There are other considerations such as depression, mental health, and stress that need to be on the balance scales to determine the course of action that is not tipped one way or another. It might seem an affront to consider such things when people are dying and getting violently sick from a virus there is no known cure or vaccine for, but it is clear in normal times that such things have been identified as key factors in overall health and whether some people are driven to the abyss. A death is a death unless, of course, it can be attached to the COVID-19 in part or in whole.

No one should have demanded a debate before initial actions took place and rules imposed by those we put in charge such as governors. Something had to be done to deal with an unexpected enemy that constituted a clear and present danger. That is why we as a people have invested the powers in such public positions to act. But 60 days into it is a different story.

We still don’t have a vaccine but to continue the initial lockdown is fraught with serious pitfalls. To completely go back to normal sans masks, social distancing and stepped up sanitizing is equally reckless.

We need to come to grips with the fact people are going to die and get sick from the COVID-19 and that we must find a way to keep those numbers down without taking a chainsaw to people’s lives and livelihoods.

To assume that way is no deaths for two weeks as well as only one confirmed new case per 10,000 residents is the right answer is a bit disingenuous.

San Joaquin County has had 90 new confirmed cases in the past two weeks. With 760,000 residents that’s 14 cases beyond Newsom’s benchmark of one per 10,000 residents.

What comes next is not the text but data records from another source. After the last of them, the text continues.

Issue #641, opened 2026-06-29
PRD: Drive9 e2e product-quality feedback loop


SabaPing:
# PRD: Drive9 E2E Product Quality Loop

## Problem Statement

Drive9 already has a broad e2e system, but the current signal is not yet shaped into a continuous product-quality loop. The suite validates many behaviors, yet failures and performance regressions are hard to turn into fast decisions because the signal is scattered across workflow logs, generic GitHub issue comments, optional artifacts, and manually interpreted run summaries.

From the user's perspective, this means Drive9 can have substantial automated coverage while still making it hard to answer: what product promise regressed, who should act, whether the failure blocks release quality, and whether the team has been notified in the place where work actually happens.

The immediate product need is to make Drive9 e2e a living quality system: it should detect correctness failures and performance regressions, summarize them in product language, push urgent items to Feishu/Lark, and give maintainers a dashboard for continuous improvement.

## Solution

Build a Drive9 e2e product-quality feedback loop.

The first version should add structured e2e summaries, a product-quality inventory, actionable GitHub issue updates, and Feishu/Lark notifications for failed runs or explicit performance regressions. The goal is not to rewrite every e2e script at once. The goal is to create one reliable reporting contract that existing suites can adopt incrementally.

The resulting workflow should let a Drive9 maintainer see:

- which suite failed;
- which product promise is affected;
- whether the failure came from PR, post-merge, nightly, or manual all;
- whether it is correctness, infrastructure, dependency, flaky, or performance regression;
- what artifact/report/log link explains it;
- who should likely own the next step;
- whether the failure was pushed to Feishu/Lark.

## User Stories

1. As a Drive9 maintainer, I want every e2e failure summarized in product language, so that I can decide whether it threatens Drive9 quality.
2. As a Drive9 maintainer, I want performance regressions pushed only when they cross explicit budgets, so that noisy hosted-runner metrics do not create alert fatigue.
3. As a PR author, I want a failed PR e2e run to identify the failed suite and failure class, so that I do not dig through a full workflow log first.
4. As a PR author, I want the PR gate to stay fast, so that e2e improvement does not make normal development painful.
5. As a backend developer, I want each e2e script mapped to a product promise, so that I understand why a script exists and whether it is redundant.
6. As a backend developer, I want new e2e scripts to declare their tier and product area, so that they are wired into the right trigger instead of becoming dead code.
[...]

PR #642, opened 2026-06-29
e2e: product-quality feedback loop + Feishu notifications (#641, slice 1)

SabaPing:
Implements the **first vertical slice** of #641 — turning raw e2e signal into a product-quality loop, plus Feishu/Lark notifications for the failures that matter.

## What this does
1. **Structured suite-summary contract + run aggregator** (`internal/e2ereport`, pure & dependency-free): per-suite status / tier / product area+promise / failure class / owner hint / metrics (budget+baseline), aggregated into a `RunReport` with a stable **failure signature**.
2. **`e2e/suite-manifest.json`**: product metadata for each `local-e2e.yml` suite (keyed by step id) so the aggregator can synthesize summaries for suites that haven't adopted the JSON contract yet — incremental adoption.
3. **`cmd/e2e-aggregate`**: reads the manifest + step outcomes (+ any adopted `e2e/reports/summary/*.json`) → richer step summary (grouped by product promise), aggregated JSON, a signature-led GitHub issue body, and workflow outputs (`notify`/`signature`/`overall_success`/…).
4. **Upgraded issue filing**: the existing `ci-e2e-failure` step now uses the structured body and **groups recurring failures by signature** instead of piling everything onto one generic issue.
5. **Feishu/Lark notifications** (`internal/feishu` + `cmd/feishu-notify`): interactive card with signature, failed suites, owners, perf regressions, and a run link. **Dual transport, auto-detected from secrets** — custom-bot webhook (`FEISHU_WEBHOOK`) or app API (`FEISHU_APP_ID`/`FEISHU_APP_SECRET`/`FEISHU_CHAT_ID`).

## Notification policy
PR-tier failures stay in GitHub. Post-merge / nightly / manual failures and explicit performance regressions push to Feishu. Successful runs never notify.

## Safety / blast radius
- Workflow changes are **additive and non-gating**: the existing suite steps and the `Enforce smoke results` gate are untouched. The Feishu step is `continue-on-error` and gated on the aggregator's `notify` output.
- The notifier **no-ops (never fails the run)** when no Feishu secret is configured, so forks/PRs without secrets are unaffected.

## Tests
- `internal/e2ereport`: parse, aggregation, signature stability (order-independent), notify policy, perf-regression detection, manifest synthesis (adopted overrides synthesized), event→tier mapping, rendering.
- `internal/feishu`: transport selection, env parsing, payload shape, and `httptest` round-trips for **both** webhook and app-API transports.
- `gofmt`, `go vet`, and `golangci-lint v2.5.0` clean on all new packages.
- **Live-validated**: a synthesized nightly-failure card was sent end to end via the app-API transport and delivered to the target chat.

## To activate live CI delivery
Add repo secrets (app API): `FEISHU_APP_ID`, `FEISHU_APP_SECRET`, `FEISHU_CHAT_ID` — or `FEISHU_WEBHOOK` for the custom-bot path.

## Follow-ups (out of slice)
Suite adoption of the structured summary JSON (durations + soft-regression metrics + artifact links), e2e inventory/dashboard, and scenario-coverage/dedup analysis (later steps of #641).

Refs #641.

## Summary by CodeRabbit

* **New Features**
  * Added product-quality e2e aggregation that produces unified JSON/markdown reports with stable failure signatures and performance regression detection.
  * Added Feishu/Lark notifications driven by the aggregated report, including signature-led routing and conditional sending.
  * Introduced a CI toggle to enable Feishu proof behavior and improved degraded-pipeline detection/issue grouping.
* **Documentation**
  * Documented the new product-quality report flow, suite opt-in via suite summaries/manifest, and notification behavior.
* **Tests**
  * Added unit tests covering aggregation/tier-signature behavior, notification policy decisions, and Feishu card/message handling.

### DIFF
--- a/.github/workflows/local-e2e.yml
+++ b/.github/workflows/local-e2e.yml
@@ -478,6 +478,53 @@ jobs:
             echo "pjdfstest POSIX suite: \`RUN_POSIX_FEATURE_MATRIX=${RUN_POSIX_FEATURE_MATRIX}\`"
           } >> "$GITHUB_STEP_SUMMARY"
 
+      # Turn the raw per-suite outcomes into one product-quality report: a richer
+      # step summary grouped by product promise, an aggregated JSON for the
+      # notifier, a signature-led issue body, and outputs (notify/signature/...).
+      - name: Aggregate e2e product-quality report
+        id: aggregate
+        if: always()
+        run: |
+          cat > /tmp/e2e-outcomes.json <<JSON
+          {
+            "api-smoke": "${{ steps.api-smoke.outcome }}",
+            "existing-key-smoke": "${{ steps.existing-key-smoke.outcome }}",
+            "cli-smoke": "${{ steps.cli-smoke.outcome }}",
+            "layer-fs-smoke": "${{ steps.layer-fs-smoke.outcome }}",
+            "fuse-smoke": "${{ steps.fuse-smoke.outcome }}",
+            "git-ops-smoke": "${{ steps.git-ops-smoke.outcome }}",
+            "portable-pack-unpack-e2e": "${{ steps.portable-pack-unpack-e2e.outcome }}",
+            "fuse-crash-recovery": "${{ steps.fuse-crash-recovery.outcome }}",
+            "fuse-write-perf-budget": "${{ steps.fuse-write-perf-budget.outcome }}",
+            "fuse_performance_compare": "${{ steps.fuse_performance_compare.outcome }}",
+            "fuse-concurrency-stress": "${{ steps.fuse-concurrency-stress.outcome }}",
+            "fuse-posix-fsx": "${{ steps.fuse-posix-fsx.outcome }}",
+            "smoke-all": "${{ steps.smoke-all.outcome }}",
+            "git-feature-matrix": "${{ steps.git-feature-matrix.outcome }}",
+            "pjdfstest-suite": "${{ steps.pjdfstest-suite.outcome }}"
+          }
+          JSON
+          go run ./cmd/e2e-aggregate \
+            --manifest e2e/suite-manifest.json \
+            --outcomes /tmp/e2e-outcomes.json \
+            --summaries e2e/reports/summary \
+            --out /tmp/e2e-report.json \
+            --issue-body /tmp/e2e-issue-body.md
+
+      # Push failures/regressions that warrant attention to Feishu/Lark. PR-tier
+      # failures stay in GitHub by policy; the notifier no-ops when no Feishu
+      # secret is configured, so this never blocks a fork/PR without secrets.
+      - name: Notify Feishu on post-merge/nightly failure or perf regression
+        if: always() && steps.aggregate.outputs.notify == 'true'
+        continue-on-error: true
+        env:
+          FEISHU_APP_ID: ${{ secrets.FEISHU_APP_ID }}
+          FEISHU_APP_SECRET: ${{ secrets.FEISHU_APP_SECRET }}
+          FEISHU_CHAT_ID: ${{ secrets.FEISHU_CHAT_ID }}
+          FEISHU_WEBHOOK: ${{ secrets.FEISHU_WEBHOOK }}
+        run: |
+          go run ./cmd/feishu-notify --report /tmp/e2e-report.json
+
       - name: Dump TiDB playground logs
         if: always()
         run: |
@@ -560,16 +607,37 @@ jobs:
           RUN_URL: ${{ github.server_url }}/${{ github.repository }}/actions/runs/${{ github.run_id }}
           EVENT_NAME: ${{ github.event_name }}
           SHA: ${{ github.sha }}
+          SIGNATURE: ${{ steps.aggregate.outputs.signature }}
         run: |
           gh label create ci-e2e-failure --repo "$REPO" \
             --description "Automated: local-e2e scheduled/post-merge run failed" \
             --color D93F0B --force || true
-          body="local-e2e \`$EVENT_NAME\` run failed on \`main\` at $SHA: $RUN_URL"
-          existing="$(gh issue list --repo "$REPO" --label ci-e2e-failure --state open \
-            --json number --jq '.[0].number // empty')"
+
+          # Prefer the structured, signature-led body from the aggregator; fall
+          # back to a one-liner if it is missing for any reason.
+          if [ -s /tmp/e2e-issue-body.md ]; then
+            body="$(cat /tmp/e2e-issue-body.md)"
+            body="$body"$'\n\n'"_run: $RUN_URL_"
+          else
+            body="local-e2e \`$EVENT_NAME\` run failed on \`main\` at $SHA: $RUN_URL"
+          fi
+
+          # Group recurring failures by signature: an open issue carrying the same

Nor have we been able to go two weeks without at least one death since the pandemic started. As of Monday there have been 29 deaths and there are 136 confirmed COVID-19 cases that we must assume are people who are showing symptoms and not simply testing positive given that information is never delineated to the general public.

There is a more balanced measuring stick to determine the degree of speed at which businesses are allowed to reopen with COVID-19 precautions in place.

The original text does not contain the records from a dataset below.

PR #532, opened 2016-04-06
Update media viewer with configurable streaming endpoint to generate...

### LINKED ISSUE #526: Connect video player to actual content (via public XML)
Pulling content from wowza server

This is related to #525

(was sul-dlss/media#8)

jkeck:
...`<source>` elements.

configured-media

Closes #526

### DIFF
--- a/spec/lib/embed/viewer/media_spec.rb
+++ b/spec/lib/embed/viewer/media_spec.rb
@@ -1,6 +1,8 @@
 require 'rails_helper'
 
 describe Embed::Viewer::Media do
+  include PURLFixtures
+
   let(:request) { Embed::Request.new(url: 'https://purl.stanford.edu/ignored') }
   let(:media_viewer) { Embed::Viewer::Media.new(request) }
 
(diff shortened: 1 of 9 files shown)


spec/lib/embed/viewer/media_spec.rb
```diff
@@ -17,6 +19,7 @@
   end
 
   describe '#body_html' do
+    before { stub_purl_response_with_fixture(video_purl) }
     it 'includes some dummy content' do
```
ndushay: would it be more appropriate to test for specific contents now that the fixture objects have them and the code exists to parse it?

ndushay:
just a question about tests.  o.w. looks good to me.

spec/lib/embed/viewer/media_spec.rb
jkeck: This test is ensuring that the `MediaTag` is being implemented correctly.  Since the `MediaTag` class is responsible for generating the markup w/i the `video`/`audio` tags, the tests are in that class: https://github.com/sul-dlss/sul-embed/blob/streaming-server-config/spec/lib/embed/media_tag_spec.rb

Perhaps what would be more useful is a change in the test description (although I didn't actually change the test functionally, just stubbed the PURL object since we're accessing it from the `MediaTag` class now.

jkeck:
@ndushay: Updated spec comment to match reality.

ndushay:
:+1:

jkeck:
@tingulfsen I updated this PR to address the style issue when a video was embedded with other content.

PR #537, opened 2016-04-11
Add download panel to the media viewer

### LINKED ISSUE #535: Add download panel to media viewer

jkeck:
Paired on a few of the commits w/ @tingulfsen.

Closes #535 

## bb582xs1304
bb582xs1304

### DIFF
--- a/lib/embed/viewer/image_x.rb
+++ b/lib/embed/viewer/image_x.rb
@@ -19,6 +19,10 @@ module Embed
         [:image, :manuscript, :map, :book]
       end
 
+      def self.show_download?
+        true
+      end
+
       def manifest_json_url
         "#{Settings.purl_url}/#{@purl_object.druid}/iiif/manifest.json"
       end
--- a/lib/embed/viewer/image_x.rb
+++ b/lib/embed/viewer/image_x.rb
@@ -64,21 +64,9 @@ module Embed
 
       def download_html
         return '' if @request.hide_download?
-        Nokogiri::HTML::Builder.new do |doc|
-          doc.div(class: 'sul-embed-panel-container') do
-            doc.div(class: 'sul-embed-panel sul-embed-download-panel', style: 'display:none;', 'aria-hidden': 'true') do
-              doc.div(class: 'sul-embed-panel-header') do
-                doc.button(class: 'sul-embed-close', 'data-sul-embed-toggle' => 'sul-embed-download-panel') do
-                  doc.span('aria-hidden' => true) do
-                    doc.cdata '&times;'
-                  end
-                  doc.span(class: 'sul-embed-sr-only') { doc.text 'Close' }
-                end
-                doc.div(class: 'sul-embed-panel-title') do
-                  doc.text 'Download image'
-                  doc.span(class: 'sul-embed-panel-item-label')
-                end
-              end
+        Embed::DownloadPanel.new(title: 'Download image') do
+          Nokogiri::HTML::Builder.new do |doc|
+            doc.div(class: 'sul-embed-panel-body') do
               doc.ul(class: 'sul-embed-download-list') {}
               @purl_object.contents.each do |resource|
                 next unless resource.type == 'object'
@@ -101,7 +89,7 @@ module Embed
                 end
               end
             end
-          end
+          end.to_html
         end.to_html
       end
 
--- a/spec/rails_helper.rb
+++ b/spec/rails_helper.rb
@@ -48,6 +48,11 @@ def visit_sandbox
   visit page_path(id: 'sandbox')
 end
 
+def toggle_download_panel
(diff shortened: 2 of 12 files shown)


aeschylus:
This is an excellent forehead. Now downloadable.

lib/embed/viewer/image_x.rb
```diff
@@ -1,3 +1,5 @@
+require 'embed/download_panel'
```
ndushay: why does this viewer have this require statement, but geo viewer doesn't ?

spec/rails_helper.rb
```diff
@@ -48,6 +48,13 @@ def visit_sandbox
   visit page_path(id: 'sandbox')
 end
 
+def click_download_panel
+  expect(page).to have_css('.sul-embed-download-panel', visible: false)
+  page.find('button[data-sul-embed-toggle="sul-embed-download-panel"]', visible: true)
+  page.find('[data-sul-embed-toggle="sul-embed-download-panel"]', match: :first).click
+  expect(page).to have_css('.sul-embed-download-panel', visible: true)
+end
```
ndushay: I'm not so fond of embedding the expectations in this helper method;  I would be more in favor of having a test in a spec file with the two expect statements bracketing a call to a 2-line click-download-panel.   It would surface the test as a test, and it would avoid running the test for every click.

If this is something that the calling class needs to test ... then rename to click_toggable_download_panel   

Not a huge thing I feel strongly about ... just a thought.

spec/lib/embed/viewer/geo_spec.rb
```diff
@@ -50,13 +50,13 @@
     end
     it 'generates a file list when file has resources' do
       stub_purl_response_and_request(geo_purl_public, request)
-      html = Capybara.string(geo_viewer.download_html)
+      html = Capybara.string(geo_viewer.download_html.to_html)
```
ndushay: there's something uncomfortable to me about needing to call "to_html"  on a method called download_html.   Should the object be named download_panel?   Should "to.html" be called inside   download_html method?    Or is my ignorance showing?

ndushay:
I really like this approach.  It's a genius refactoring, IMO.   My line notes are all quibbles.  The PR as it stands is an improvement;   the only one that feels remotely important to me is about whether the require statement is needed.

spec/rails_helper.rb
jkeck: Totally good point.  My thinking here is, if I write a test that uses this helper (and am presumably making assertions about the content inside the download panel) I want my test to fail because of the expectations I make on the content.  If the test fails because the download panel failed to open/is not present, then the failure raised would point to the expectation in the helper instead of the expectation in my test.

I don't feel strongly about it either, though.  So totally willing to kill it.

spec/lib/embed/viewer/geo_spec.rb
jkeck: Yeah, I struggled with this interface a bit.  Here is what I was trying to accomplish with this, and let's see if we can come up with a more appropriate alternative.

The `download_html` method **used** to return a string (which happened to be the result of the 'to_html' method on the `Nokogiri::HTML::Builder` object).  This method now returns an instance of `Embed::DownloadPanel`, which is why we are calling `to_html` on the resulting object.

`Embed::DownloadPanel`'s responsibility is to return HTML which is why it has a `to_html` method.  The **actual** implementation is more of a string, so the class delegates `to_str` to `to_html` (which allows the `... << download_html << ...` to work in [`CommonViewer`](https://github.com/sul-dlss/sul-embed/blob/master/lib/embed/viewer/common_viewer.rb#L41)).

I can think of a few immediate options.

* Require the viewers implementing `Embed::DownloadPanel` to explicitly call `to_html` (which would mimic how we're using `Nokogiri::HTML::Builder`)
* Move everything into string methods like `to_s` (I feel like I went down this route at one point, but am willing to explore again).

lib/embed/viewer/image_x.rb
jkeck: :+1: Good :eyes:

I think this was just leftover from the `DownloadPanel` refactor.  I'll check that it all works w/o it and remove it.

spec/lib/embed/viewer/geo_spec.rb
ndushay: sounds like option 1 is a better option?

spec/rails_helper.rb
ndushay: "kill it" as in ... move on and forget about it?  I'm ok w that.  Slight pref for rename, but it's ok w me as is.

jkeck: Sorry, "Kill it" as in remove the expectation.

jkeck: And I will rename, agreed that it's not descriptive.

ndushay:
:+1:

PR #540, opened 2016-04-14
lib/embed.rb: use mattr_accessor instead of class variable

ndushay:
... for registered_viewers


ndushay:
closed in favor of #546

PR #541, opened 2016-04-14
Fix reader method names

ndushay:


ndushay:
closed in favor of #546

PR #542, opened 2016-04-14
Avoid is_ and has_ method names

ndushay:


ndushay:
closed in favor of #546

PR #543, opened 2016-04-14
Rails time zone fix in spec file

ndushay:


ndushay:
closed in favor of #546

PR #546, opened 2016-04-15
refactorings inspired by rubocop violations

ndushay:
- use mattr_accessor instead of class var in lib/embed
- fix reader method names (no get_  prefix)
- avoid is_ and has_  method names
- Rails time zone fix in spec file


spec/lib/embed/viewer/file_spec.rb
```diff
@@ -89,14 +89,14 @@
...
-      expect(html).to have_css('.sul-embed-embargo-message', text: "Access is restricted until #{(Time.now + 1.month).strftime('%d-%b-%Y')}")
+      expect(html).to have_css('.sul-embed-embargo-message', text: "Access is restricted until #{(Time.current + 1.month).strftime('%d-%b-%Y')}")
       expect(html).not_to have_css('a')
     end
     it 'adds a generalized embargo message and no links are present for an edge case ordering issue' do
       stub_purl_response_and_request(embargoed_edge_purl, request)
       expect(file_viewer).to receive(:asset_host).at_least(:twice).and_return('http://example.com')
       html = Capybara.string(file_viewer.body_html)
-      expect(html).to have_css('.sul-embed-embargo-message', text: "Access is restricted until #{(Time.now + 1.month).strftime('%d-%b-%Y')}")
+      expect(html).to have_css('.sul-embed-embargo-message', text: "Access is restricted until #{(Time.current + 1.month).strftime('%d-%b-%Y')}")
```
jkeck: Oddly, I'm getting test failures locally in this file.  It appears like we have changed `Time.now` to `Time.current` here but in the fixtures we're still using `Time.now` (https://github.com/sul-dlss/sul-embed/blob/master/spec/fixtures/purl_fixtures.rb#L287)

Should we change that to `Time.current` as well?

jkeck:
One comment about some failing tests I'm getting locally.

Otherwise :+1:

spec/lib/embed/viewer/file_spec.rb
ndushay: addressing this now.  Missed it b/c it didn't fail on my box, and because spec/fixtures  is excepted in rubocop.yml

ndushay:
Made the suggested change.  Merge at will (or find more opportunities for improvement!)

PR #547, opened 2016-04-15
Refactoring: extract EmbedThisPanel class from CommonViewer

### LINKED ISSUE #544: Refactor Embed-This Panel out of common viewer
use download-panel as exemplar of how to do this.

ndushay:
EmbedThisPanel class handles the embed panel markup.   It is modeled on the DownloadPanel class.

Closes #544


lib/embed/embed_this_panel.rb
```diff
@@ -0,0 +1,58 @@
+module Embed
+  class EmbedThisPanel
+    def initialize(druid:, height:, width:, purl_object_title:, &block)
```
ndushay: I couldn't think of a better way to get all this information to this class.  5 args, and 5 instance variable feels like sort of a lot.

jkeck:
@ndushay this needs a rebase after merging the rubocop fixes.

ndushay:
rebased.

lib/embed/embed_this_panel.rb
```diff
@@ -0,0 +1,58 @@
...
+                  <input type='checkbox' id='sul-embed-embed' data-embed-attr='hide_embed' checked=true />
+                  <label for='sul-embed-embed'>embed</label>
+                </div>
+                <div>
+                  <div class='sul-embed-options-label'>
+                    <label for='sul-embed-iframe-code'>Embed code:</label>
+                  </div>
+                  <div class='sul-embed-section'>
+                    <textarea id='sul-embed-iframe-code' data-behavior='iframe-code' rows=4>
+                      <iframe src='#{Settings.embed_iframe_url}?url=#{Settings.purl_url}/#{druid}' height='#{height}px' width='#{width || height}px' frameborder='0' marginwidth='0' marginheight='0' scrolling='no' allowfullscreen></iframe>
```
jkeck: Unfortunately it looks like the heredoc spacing in the `<textarea>` is making its way into the actual form.

textarea

lib/embed/embed_this_panel.rb
```diff
@@ -0,0 +1,58 @@
...
+                <span aria-hidden='true'>&times;</span>
+                <span class='sul-embed-sr-only'>Close</span>
+              </button>
+              <div class='sul-embed-panel-title'>Embed</div>
+            </div>
+            <div class='sul-embed-panel-body'>
+              <div class='sul-embed-embed-this-form'>
+                <span class='sul-embed-options-label'>Select options:</span>
+                <div class='sul-embed-section sul-embed-embed-title-section'>
+                  <input type='checkbox' id='sul-embed-embed-title' 'data-embed-attr'='hide_title' checked=true />
```
jkeck: The `data-embed-attr` should not have the single quotes around it.  This is currently causing the title option to add the parameter `undefined=true` instead of `hide_title=true` (there should have been a test for this, looks like that one got away from us).

undefined-title

jkeck:
@ndushay noticed a few things.  Some inline comments, but here are two screenshots that illustrate the issues.

### Expected
expected-embed

### Actual
undefined-title

lib/embed/embed_this_panel.rb
ndushay: ok, will fix.

jkeck: More than happy to to take a look at this with you on Monday!

ndushay:
@jkeck   I figured out how to see what you were looking at in my browser.  I made the corrections you indicated, and added a test for the hide_title checkbox.   I also rebased for good measure.   Let me know if you have any other suggestions.   I still haven't come up with a way to avoid 5 args and 5 instance vars, but since I think this PR is an improvement on the existing code base, maybe that's a problem for another PR.

ndushay:
tweaked it a bit more per F2F with @jkeck.

PR #554, opened 2016-04-22
Refactor MediaTag to use MediaStacks URLs instead of…

jkeck:
…Wowza URLs directly.


ndushay:
I paired with @jkeck on this work, and I approve this PR.  :+1:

It is based on what drove the stay at home rules in a bid to flatten the curve which was to make sure the seriously sick do not overwhelm the healthcare system needed to take care of them.  Based on that, it would make sense if for a two week period there was no more than 1 new hospitalization per 10,000 residents and no deaths attributed to the virus that do not involve patients suffering from underlying conditions.

We have had less than 10 hospitalizations in the last two weeks and not the hundreds that were feared. As for underlying factors, weekly reports to the Board of Supervisors indicated that few — if any — COVID-19 deaths in the county were of people who were essentially healthy.

That doesn’t mean we drop all precautions and expose the most vulnerable to more risk. But we need to take a balanced approach so we don’t destroy people’s lives without a need to do so.